(Stored data entries)
◇ ◇ ◇

PR #323, opened 2022-01-28
Add titles for feedback pages

raccube:


pixeldesu (changes requested):
Please add translations for the titles.

Use the controller/action scope and give each a `.title` to use.

I'll take care of the rest of Feedback in another PR

pixeldesu (approved):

◇ ◇ ◇

Each line above that contains the word "titles" must be copied.

Add titles for feedback pages
Please add translations for the titles.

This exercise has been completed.